- What you have to do
Please copy each line of the data that includes the string "from".

- Data
◆ ◆ ◆ ◆ ◆ ◆ ◆

PR #1939, opened 2026-07-07
Angular Renderer Resilience & Reactivity Updates

vikramsanthalia:
This pull request fixes critical reliability bugs and change-detection rendering skips in the Angular Renderer (`ComponentHostComponent`):

1. **Fix subscription memory leak:** Resolves a pattern where the component-host subscribes to `onSurfaceCreated` and attempts to unsubscribe self-referentially within the synchronous emission path, which evaluates to `undefined` and leaks listeners.
2. **Asynchronous surface resolution:** In progressive rendering or streaming environments, component host nodes can be mounted in the DOM before the surface itself is registered. Added a subscription to `onSurfaceCreated` to automatically bootstrap the component when the surface registers.
3. **Optimize reactivity (Signals upgrade):** Upgraded `componentType` and `props` to Angular Signals. In strict `OnPush` applications, asynchronous updates inside RxJS callbacks were not recognized by the change detector, leaving components unrendered.

## Pre-launch Checklist

- [x] I signed the CLA https://cla.developers.google.com/.

### DIFF
--- a/renderers/angular/src/v0_9/core/component-host.component.ts
+++ b/renderers/angular/src/v0_9/core/component-host.component.ts
@@ -16,13 +16,14 @@
 
 import {
   ChangeDetectionStrategy,
-  ChangeDetectorRef,
   Component,
   DestroyRef,
   Type,
   inject,
   input,
   effect,
+  signal,
+  NgZone,
 } from '@angular/core';
 import {NgComponentOutlet} from '@angular/common';
 import {ComponentContext, ComponentModel, SurfaceModel, Subscription} from '@a2ui/web_core/v0_9';
@@ -48,12 +49,12 @@ import {BoundProperty} from './types';
     style: 'display: contents;',
   },
   template: `
-    @if (componentType) {
+    @if (componentType()) {
       <ng-container
         *ngComponentOutlet="
-          componentType;
+          componentType()!;
           inputs: {
-            'props': props,
+            'props': props(),
             'surfaceId': surfaceId(),
             'componentId': resolvedComponentId,
             'dataContextPath': resolvedDataContextPath,
@@ -74,10 +75,10 @@ export class ComponentHostComponent {
   private readonly rendererService = inject(A2uiRendererService);
   private readonly binder = inject(ComponentBinder);
   private readonly destroyRef = inject(DestroyRef);
-  private readonly cdr = inject(ChangeDetectorRef);
+  private readonly ngZone = inject(NgZone);
 
-  protected componentType: Type<unknown> | null = null;
-  protected props: Record<string, BoundProperty> = {};
+  protected readonly componentType = signal<Type<unknown> | null>(null);
+  protected readonly props = signal<Record<string, BoundProperty>>({});
   private context?: ComponentContext;
 
   protected resolvedComponentId: string = '';
@@ -85,17 +86,22 @@ export class ComponentHostComponent {
 
   private propsSub?: Subscription;
   private createSub?: Subscription;
+  private surfaceSub?: Subscription;
 
   constructor() {
     effect(() => {
       const key = this.componentKey();
       const surfaceId = this.surfaceId();
-      this.setupComponent(key, surfaceId);
+      if (key && surfaceId) {
+        this.resetState();
+        this.setupComponent(key, surfaceId);
+      }
     });
 
     this.destroyRef.onDestroy(() => {
       this.propsSub?.unsubscribe();
       this.createSub?.unsubscribe();
+      this.surfaceSub?.unsubscribe();
     });
   }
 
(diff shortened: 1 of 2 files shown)


renderers/angular/src/v0_9/core/component-host.component.ts
```diff
@@ -154,21 +178,28 @@ export class ComponentHostComponent {
...
+      this.cdr.detectChanges();
     });
 
     this.cdr.markForCheck();
+    this.cdr.detectChanges();
+    Promise.resolve().then(() => {
+      if (this.destroyed) return;
+      this.cdr.markForCheck();
+      this.cdr.detectChanges();
+    });
```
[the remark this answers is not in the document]
vikramsanthalia: Done. Refactored to inject NgZone and wrapped the asynchronous stream subscription updates in ngZone.run(), removing all manual change detection and Promise.resolve blocks.

renderers/angular/src/v0_9/core/component-host.component.ts
```diff
@@ -105,7 +111,28 @@ export class ComponentHostComponent {
     const surface = this.rendererService.surfaceGroup?.getSurface(surfaceId);
 
     if (!surface) {
-      console.warn(`Surface ${surfaceId} not found`);
+      console.warn(`Surface ${surfaceId} not found. Waiting for it...`);
+      this.surfaceSub?.unsubscribe();
+      let unsubscribed = false;
+      const sub = this.rendererService.surfaceGroup?.onSurfaceCreated?.subscribe(s => {
```
josemontespg, line 117: The subscription handling got a bit messy, how about something like this?

    if (!surface) {
      console.warn(`Surface ${surfaceId} not found. Waiting for it...`);
      this.surfaceSub?.unsubscribe();
      this.surfaceSub = this.rendererService.surfaceGroup?.onSurfaceCreated?.subscribe((s) => {
        if (s.id === surfaceId) {
          this.surfaceSub?.unsubscribe();
          this.surfaceSub = undefined;
          this.ngZone.run(() => {
            this.setupComponent(key, surfaceId);
          });
        }
      });
      return;
    }

renderers/angular/src/v0_9/core/component-host.component.ts
```diff
@@ -105,7 +111,28 @@ export class ComponentHostComponent {
...
+        if (s.id === surfaceId) {
+          unsubscribed = true;
+          if (this.surfaceSub) {
+            this.surfaceSub.unsubscribe();
+            this.surfaceSub = undefined;
+          }
+          this.ngZone.run(() => {
```
josemontespg, line 124: Please add a test that fails when this is not ran inside ngZone, ideally not just checking that it was called but actually checking that the bug you were experiencing no longer happens. This will help this fix to not be undone unintentionally by future code updates.

josemontespg (commented):
The changes make sense to improve reliability of Surface lookups during component tree creation. Left some comments about code style and testing

renderers/angular/src/v0_9/core/component-host.component.ts
vikramsanthalia: Thanks for the suggestion!

The reason we have the unsubscribed boolean flag tracker is to handle synchronous emission of onSurfaceCreated (which is common in mocked unit testing environments).

In JavaScript, if the subscription callback is triggered synchronously inside the .subscribe() call itself, the assignment this.surfaceSub = ... hasn't resolved yet during callback execution (it is still undefined). Thus, calling this.surfaceSub?.unsubscribe() inside the synchronous callback execution does nothing, and the subscription is permanently leaked after subscribe() returns and binds the reference.

The unsubscribed flag tracks whether the callback has already fired, and ensures we safely trigger sub.unsubscribe() right after the assignment returns, preventing the leak.

renderers/angular/src/v0_9/core/component-host.component.ts
vikramsanthalia: Added! I've introduced two unit tests in component-host.component.spec.ts that specifically verify that both setupComponent (on async surface creation) and the properties binder trigger inside NgZone.run().

To do this deterministically in a unit testing context (where TestBed uses NoopNgZone by default and does not enforce real zone transitions), we mock the async triggers and spy on the injected NgZone.run method to ensure it intercepts and delegates the execution. If we remove the ngZone.run() wrappers from the component, these specs fail consistently.

vikramsanthalia:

◆ ◆ ◆ ◆ ◆ ◆ ◆

- Result of the exercise
 } from '@angular/core';
 import {NgComponentOutlet} from '@angular/common';
 import {ComponentContext, ComponentModel, SurfaceModel, Subscription} from '@a2ui/web_core/v0_9';
@@ -48,12 +49,12 @@ import {BoundProperty} from './types';
To do this deterministically in a unit testing context (where TestBed uses NoopNgZone by default and does not enforce real zone transitions), we mock the async triggers and spy on the injected NgZone.run method to ensure it intercepts and delegates the execution. If we remove the ngZone.run() wrappers from the component, these specs fail consistently.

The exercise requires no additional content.